Il est impossible pour quelqu'un qui n'a signé aucun document de commettre un faux en écriture publique. Lorsque j'ai vendu mes parts dans la coopérative, la transaction a été effectuée par voie bancaire, et le rapport du MASAK, qui indique que cette opération a été réalisée via la banque avec les explications nécessaires, montre clairement qu'il n'y a eu aucun mouvement suspect », a-t-il affirmé.

« Les villas n'ont pas été données gratuitement »

Déclarant que les affirmations de l'avocat de la coopérative plaignante selon lesquelles il n'y aurait pas de villas dans le projet ne reflètent pas la réalité, Erkol a ajouté : « Il est clair qu'il n'y a eu aucun changement dans le projet et qu'il s'agissait uniquement d'un changement de nom. Les photos présentées montrent également qu'il n'y a pas eu de modification du projet.

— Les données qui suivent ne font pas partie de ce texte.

PR #74, opened 2014-11-22
Lazy distance comparison for NonSizedIterable

morinmorin:
I often need to compare the size of a (possibly large) bidirectional range `rng` with a small number `n`. When the range is large, computing the "full" length (i.e. `distance(rng)`) is inefficient for this purpose; it's enough to compute "partial" length at most `n` or `n + 1`.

La présence des villas est connue depuis le premier jour ; ces villas n'ont pas été données gratuitement et je les ai achetées à la suite d'un plan de paiement, comme les autres logements.

N'importe qui passant par là peut acheter la villa que j'ai acquise selon le même plan de paiement. Il n'est pas question que je me sois attribué un bien de manière spéciale. Je n'ai eu aucune relation commerciale avec quiconque lié à la coopérative », a-t-il déclaré.

« Il n'a jamais été question d'un manque d'argent, ne serait-ce que d'une livre »

Notant que tous les revenus de la coopérative étaient perçus par voie bancaire et qu'aucun argent liquide n'était accepté, Erkol a poursuivi : « Le rapport d'expertise contient une allégation selon laquelle il y aurait eu des irrégularités dans les paiements aux sous-traitants de la coopérative.

Je ne connais pas ce sous-traitant et, conformément au protocole établi, toute opération liée à la coopérative est effectuée avec l'autorisation et la signature d'İZBETON.

La société Tepekule intervient pour vérifier si ces travaux ont été réalisés et si les coûts sont appropriés, ce qui est examiné par un auditeur indépendant. Les paiements nécessaires sont effectués sur cette base. J'ai transféré la gestion en juin 2024 et nous avons présenté le bilan.

La direction qui nous a succédé a mené une enquête très minutieuse et a même demandé le remboursement du coût d'une fleur en plastique. La direction entrante, qui a effectué une recherche aussi précise et détaillée, ne nous a fait part d'aucun manque. Il n'a jamais été question d'un manque d'argent, ne serait-ce que d'une livre. Je n'accepte pas les accusations portées contre moi. Je demande à être remis en liberté dans l'attente de mon procès », a-t-il conclu.